- Problem description: Repeat exactly the line containing "what's going on?" and every line after it in the entries, and nothing besides.

Collected data

=== Section Start ===

Issue #203, opened 2018-01-11
Can't schedule pod on any node with HEAD


ksala:
Hi,

I've tried to compile the latest HEAD (56359d2) and use it on a local minikube cluster.
I can build the docker image successfully, but when deployed the pods in the stateful set can't be scheduled with this error:
```
No nodes are available that match all of the predicates: MatchNodeSelector (1).
```

I've tried with commit c17aabb (the one used in the same postgres-operator.yaml) and it works fine.
I've also tried on a cluster on GKE and get the same results.

Not sure if I'm doing something wrong here :/ Google is not really helping.
I can try to bifork and see which commit doesn't work, but I'd prefer to have someone check first if I'm doing something terribly wrong.

Thanks a lot!

---

Steps to reproduce:
```
git clone https://github.com/zalando-incubator/postgres-operator.git
cd postgres-operator
make deps
make docker
# edit manifest/postgres-operator.yaml to use the image just built
minikube start --vm-driver=kvm2
kubectl --context minikube create -f manifests/configmap.yaml
kubectl --context minikube create -f manifests/serviceaccount.yaml
kubectl --context minikube create -f manifests/postgres-operator.yaml
kubectl --context minikube create -f manifests/minimal-postgres-manifest.yaml
```
Logs:
Operator logs:
```
kubectl --context minikube logs -f postgres-operator-7b4c7cc6d7-94762
2018/01/11 16:29:41 Spilo operator 56359d2
[...]

PR #204, opened 2018-01-11
Set node_readiness_label default to an empty value.

alexeyklyukin:
Previously, it was set to the lifecycle-status:ready, breaking a
lot of minikube deployments. Also it was not possible before to run
with this label set to an empty value.

Document the effect of the label in the new section of the
documentation.

Addresses #203

### DIFF
--- a/README.md
+++ b/README.md
@@ -32,7 +32,7 @@ This project is currently in active development. It is however already [used int
 
 There is a talk about this project delivered by Josh Berkus on KubeCon 2017: [Kube-native Postgres](https://www.youtube.com/watch?v=Zn1vd7sQ_bc)
 
-Please, report any issues discovered to htts://github.com/zalando-incubator/postgres-operator/issues.
+Please, report any issues discovered to https://github.com/zalando-incubator/postgres-operator/issues.
 
 ## Running and testing the operator
 
--- a/README.md
+++ b/README.md
@@ -32,7 +32,7 @@ This project is currently in active development. It is however already [used int
 
 There is a talk about this project delivered by Josh Berkus on KubeCon 2017: [Kube-native Postgres](https://www.youtube.com/watch?v=Zn1vd7sQ_bc)
 
-Please, report any issues discovered to https://github.com/zalando-incubator/postgres-operator/issues.
+Please, report any issues discovered to httnodeps://github.com/zalando-incubator/postgres-operator/issues.
 
 ## Running and testing the operator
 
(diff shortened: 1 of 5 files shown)


README.md
```diff
@@ -148,6 +148,30 @@ spec:
...
+give us the following guarantees:
+
+* no postgres pod runs on the node being not ready
+* no postgres master pod is killed during the scale event before the operator has a chance to move it off the node
+* when a postgres pod is killed by the operator because the node is decomissioned, it will not respawn on another node to-be-decomissioned.
+
+By default the `node_readiness_label` is set to an empty string, disabling this feature altogether. It can be set to a
+string containing one or more key:value parameters, i.e:
+```
+node_readiness_label: "lifecycle-status:ready,disagnostic-checks:ok"
```
zerg-junior: So this is effectively a *set* of labels used to determine if a node is ready to run postgres pods ?

README.md
```diff
@@ -148,6 +148,30 @@ spec:
 Please be aware that the taint and toleration only ensures that no other pod gets scheduled to a PostgreSQL node 
 but not that PostgreSQL pods are placed on such a node. This can be achieved by setting a node affinity rule in the ConfigMap.
 
+### Using the operator to minimize the amount of failovers during the cluster upgrade
+
+To make sure there is only one failover per each PostgreSQL deployment when nodes of the cluster are decomissioned
```
zerg-junior: I feel the explanation from Jan is worth adding here:

> We use this readiness label during migrations of the underlying nodes to avoid scheduling pods/masters on nodes that will also be recycled

README.md
```diff
@@ -148,6 +148,30 @@ spec:
...
+label the operator starts moving master pods out of it. In addition, the operator sets the `PodDisruptionBudget` for the
+postgres pods to make sure pods with the role `master` are not killed by the cluster scale out operations. Each postgres
+pod has a `nodeAffinity` set to avoid being scheduled on the nodes without the readiness label. Together, those measures
+give us the following guarantees:
+
+* no postgres pod runs on the node being not ready
+* no postgres master pod is killed during the scale event before the operator has a chance to move it off the node
+* when a postgres pod is killed by the operator because the node is decomissioned, it will not respawn on another node to-be-decomissioned.
+
+By default the `node_readiness_label` is set to an empty string, disabling this feature altogether. It can be set to a
```
zerg-junior: 1. Do we also need to set this default in the [`configmap.yaml`](https://github.com/zalando-incubator/postgres-operator/blob/dd0affc390b0779e9218d8521033434a339aa929/manifests/configmap.yaml#L42) ? 

2. It may not be immediately obvious that an empty string disables the feature. So we probably should at least emphasize that particular statement in the docs, e.g., by typing "by default " in bold.

Jan-M:
:+1:

zerg-junior:
:+1:

README.md
alexeyklyukin: Well, this is right below
`when a postgres pod is killed by the operator because the node is decomissioned, it will not respawn on another node to-be-decomissione`

README.md
alexeyklyukin: Setting it in a configmap is good idea, although I think the docs state the meaning of an empty value clear enough to avoid emphasizing it further.

README.md
alexeyklyukin: Yes, it is a set of labels, although it is used not only to determine if a node is ready ro run postgres pods, but also whether the pods should be migrated from a given node.

alexeyklyukin:
👍

Jan-M:
:+1:

PR #1575, opened 2021-08-02
fix(ui): update ingress api versions in helm chart for newer k8s vers…

### LINKED ISSUE #1574: UI-Ingress is Deprecated
- **Which image of the operator are you using?** v1.6.3 helm chart from github repository
- **Where do you run it - cloud or metal? Kubernetes or OpenShift?** OVH managed Kubernetes

I setup the postgres-operator-ui using helm. In the `values.yaml` I have setup an nginx ingress with the following configuration:

```yaml
ingress:
  enabled: true
  annotations:
    kubernetes.io/ingress.class: nginx
    kubernetes.io/tls-acme: "true"
  hosts:
    - host: ui.yourname.xyz
      paths: [""]
  tls:
    - secretName: postgres-operator-ui-tls
      hosts:
        - ui.yourname.xyz
```

During the installation I get this deprecation warnings:

```
W0802 18:44:38.032843   17478 warnings.go:70] networking.k8s.io/v1beta1 Ingress is deprecated in v1.19+, unavailable in v1.22+; use networking.k8s.io/v1 Ingress
W0802 18:44:38.938036   17478 warnings.go:70] networking.k8s.io/v1beta1 Ingress is deprecated in v1.19+, unavailable in v1.22+; use networking.k8s.io/v1 Ingress
W0802 18:44:39.062773   17478 warnings.go:70] networking.k8s.io/v1beta1 Ingress is deprecated in v1.19+, unavailable in v1.22+; use networking.k8s.io/v1 Ingress
```

I expect the chart installing without the deprecation warnings.

I think the fix is relative easy. Just updating the apiVersion in the [ingress template ](https://github.com/zalando/postgres-operator/blob/master/charts/postgres-operator-ui/templates/ingress.yaml) and double-check if there are any incompatibilities with the new version.  The old version will not longer supported with K8S release 1.22.

More Information: https://kubernetes.io/docs/reference/using-api/deprecation-guide/

markus-codes:
fixes #1574 

I have added an additional condition which applies the newer `networking.k8s.io/v1` ingress configuration if the cluster version is greater than `1.19.0`.

Maybe it should be considered to check which configuration is used based on `Capabilities.APIVersions.Has "networking.k8s.io/v1/Ingress"` instead of comparing the cluster version. I used the second approach, because it was already implemented like this.

### DIFF
--- a/charts/postgres-operator-ui/templates/ingress.yaml
+++ b/charts/postgres-operator-ui/templates/ingress.yaml
@@ -1,7 +1,10 @@
 {{- if .Values.ingress.enabled -}}
 {{- $fullName := include "postgres-operator-ui.fullname" . -}}
 {{- $svcPort := .Values.service.port -}}
-{{- if semverCompare ">=1.14-0" .Capabilities.KubeVersion.GitVersion -}}
+
+{{- if semverCompare ">=1.19-0" .Capabilities.KubeVersion.GitVersion -}}
+apiVersion: networking.k8s.io/v1
+{{- else if semverCompare ">=1.14-0" .Capabilities.KubeVersion.GitVersion -}}
 apiVersion: networking.k8s.io/v1beta1
 {{- else -}}
 apiVersion: extensions/v1beta1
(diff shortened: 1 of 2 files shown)


FxKu:
Thanks. Can you also change it in the example manifest for UI [here](https://github.com/zalando/postgres-operator/blob/master/ui/manifests/ingress.yaml). Just use the newest api version. No need for backwards compatibility here.

markus-codes:
done 😊

FxKu:
:+1:

Jan-M:
:+1:

FxKu:
Thanks @markus-codes for your contribution.

PR #1577, opened 2021-08-04
Pass AWS region to Spilo

### LINKED ISSUE #1550: aws_region not passed to Spilo

- **Which image of the operator are you using?** e.g. registry.opensource.zalan.do/acid/postgres-operator:v1.6.3
- **Where do you run it - cloud or metal? Kubernetes or OpenShift?** AWS K8s | Azure
- **Type of issue?** [Bug report, question, feature request, etc.] Bug report

The aws_region parameter doesn't appear to actually get passed to spilo, and spilo instead appears to poll the AWS API to check the region for a node.

Other postgres-operator settings are passed to Spilo via an environment variable like so:

https://github.com/zalando/postgres-operator/blob/ebb3204cdd7002742499c85b1df15b43a68f005b/pkg/cluster/k8sres.go#L789-L793

But there is no equivalent logic for AWS_REGION.

Would it be okay to just add the logic for passing this to Spilo?

apeschel:
Pass `aws_region` operator setting to Spilo via `AWS_REGION` environment variable.

fixes #1550

### DIFF
--- a/pkg/cluster/k8sres_test.go
+++ b/pkg/cluster/k8sres_test.go
@@ -498,7 +498,7 @@ func TestCloneEnv(t *testing.T) {
 			subTest: "generated s3 path, AWS region",
 			cloneOpts: &acidv1.CloneDescription{
 				ClusterName:  "test-cluster",
-				S3WalPath:    "s3://some/path/",
+				S3WalPath:    "",
 				EndTimestamp: "somewhen",
 			},
 			env: v1.EnvVar{
--- a/pkg/cluster/k8sres_test.go
+++ b/pkg/cluster/k8sres_test.go
@@ -492,13 +492,26 @@ func TestCloneEnv(t *testing.T) {
 				Name:  "CLONE_TARGET_TIME",
 				Value: "somewhen",
 			},
-			envPos: 4,
+			envPos: 5,
+		},
+		{
+			subTest: "generated s3 path, AWS region",
+			cloneOpts: &acidv1.CloneDescription{
+				ClusterName:  "test-cluster",
+				EndTimestamp: "somewhen",
+			},
+			env: v1.EnvVar{
+				Name:  "CLONE_AWS_REGION",
+				Value: "test-region",
+			},
+			envPos: 2,
 		},
 	}
 
 	var cluster = New(
 		Config{
 			OpConfig: config.Config{
+				AWSRegion:      "test-region",
 				WALES3Bucket:   "wale-bucket",
 				ProtectedRoles: []string{"admin"},
 				Auth: config.Auth{
--- a/pkg/cluster/k8sres_test.go
+++ b/pkg/cluster/k8sres_test.go
@@ -498,6 +498,7 @@ func TestCloneEnv(t *testing.T) {
 			subTest: "generated s3 path, AWS region",
 			cloneOpts: &acidv1.CloneDescription{
 				ClusterName:  "test-cluster",
+				S3WalPath:    "s3://some/path/",
 				EndTimestamp: "somewhen",
 			},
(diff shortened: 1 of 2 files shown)


apeschel:
I tried adding a test here, but I'm not 100% sure I did it correctly.

FxKu:
@apeschel there is no field `AWSRegion` in `CloneDescription` struct. You have to define it in the cluster config of that test:

```
	var cluster = New(
		Config{
			OpConfig: config.Config{
				AWSRegion:      "test-region",
				WALES3Bucket:   "wale-bucket",
				...
```

Then you have to add the env var `CLONE_AWS_REGION` to all tests.

apeschel:
@FxKu I'll do that, thanks for the guidance!

FxKu:
any update @apeschel ?

apeschel:
@FxKu I made the suggested change, but I'm still seeing the same error. I'm trying to figure out if I can run the tests locally.

apeschel:
@FxKu I managed to get the unit test working through trial and error. Is there a good way to tell what the `envPos` is supposed to be?

Unfortunately, the e2e tests are failing now, and I'm not sure why. I tried getting them running locally, but haven't had any success.

pkg/cluster/k8sres_test.go
```diff
@@ -498,13 +498,26 @@ func TestCloneEnv(t *testing.T) {
...
 				Value: "somewhen",
 			},
-			envPos: 4,
+			envPos: 5,
+		},
+		{
+			subTest: "generated s3 path, AWS region",
+			cloneOpts: &acidv1.CloneDescription{
+				ClusterName:  "test-cluster",
+				EndTimestamp: "somewhen",
```
FxKu, line 507:
```suggestion
				ClusterName:  "test-cluster",
				S3WalPath:    "s3://some/path/",
				EndTimestamp: "somewhen",
```

FxKu:
Thanks. With this PR you're introducing one more environment variable at the second position in the list of variables, hence expected `envPos` is 2 and +1 for all subsequent ones.

A diff in env variables will also trigger a rolling update on all your clusters.

pkg/cluster/k8sres_test.go
```diff
@@ -498,13 +498,27 @@ func TestCloneEnv(t *testing.T) {
...
 				Value: "somewhen",
 			},
-			envPos: 4,
+			envPos: 5,
+		},
+		{
+			subTest: "generated s3 path, AWS region",
+			cloneOpts: &acidv1.CloneDescription{
+				ClusterName:  "test-cluster",
+				S3WalPath:    "s3://some/path/",
```
FxKu, line 507:
```suggestion
				S3WalPath:    "",
```

apeschel:
@FxKu Looks like the e2e tests are still failing, any insight into what's going on?

apeschel:
@FxKu After being distracted with other work for a while, I can pick this back up. I still need to figure out what is going on with the tests. If there is anyone who can help out, it would be appreciated!

FxKu:
@apeschel after some more internal discussion we came to the conclusion that we do not want this. Atm, the `aws_region` config option set's the region for EBS volumes. It might not necessarily be the same region then your S3. Therefore, if we want the operator to pass AWS_REGION to the pods there should rather be a new option like `wal_s3_region` or something (and rename the other option to `ebs_aws_region` :smile: ). But it will not stop there, e.g. look at all the options we have for [logical backups](https://github.com/zalando/postgres-operator/blob/master/docs/reference/operator_parameters.md#logical-backup). I think, as of now, people should continue to use the `pod_environment_configmap` approach.

I will add a not to the docs before doing the next release. Thanks again for your contribution and bringing this topic up.

PR #994, opened 2020-05-27
WIP: Allow NodePort type for master service

k0da:
This commit introduces new property to a postgresql spec
serviceNodePort. It enable NodePort type service for master role with
automatic port allocation if value is 0. Othewise it takes desired port
number like 30025.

=== Section End ===

- Exercise solution:
@FxKu Looks like the e2e tests are still failing, any insight into what's going on?

apeschel:
@FxKu After being distracted with other work for a while, I can pick this back up. I still need to figure out what is going on with the tests. If there is anyone who can help out, it would be appreciated!

FxKu:
@apeschel after some more internal discussion we came to the conclusion that we do not want this. Atm, the `aws_region` config option set's the region for EBS volumes. It might not necessarily be the same region then your S3. Therefore, if we want the operator to pass AWS_REGION to the pods there should rather be a new option like `wal_s3_region` or something (and rename the other option to `ebs_aws_region` :smile: ). But it will not stop there, e.g. look at all the options we have for [logical backups](https://github.com/zalando/postgres-operator/blob/master/docs/reference/operator_parameters.md#logical-backup). I think, as of now, people should continue to use the `pod_environment_configmap` approach.

I will add a not to the docs before doing the next release. Thanks again for your contribution and bringing this topic up.

PR #994, opened 2020-05-27
WIP: Allow NodePort type for master service

k0da:
This commit introduces new property to a postgresql spec
serviceNodePort. It enable NodePort type service for master role with
automatic port allocation if value is 0. Othewise it takes desired port
number like 30025.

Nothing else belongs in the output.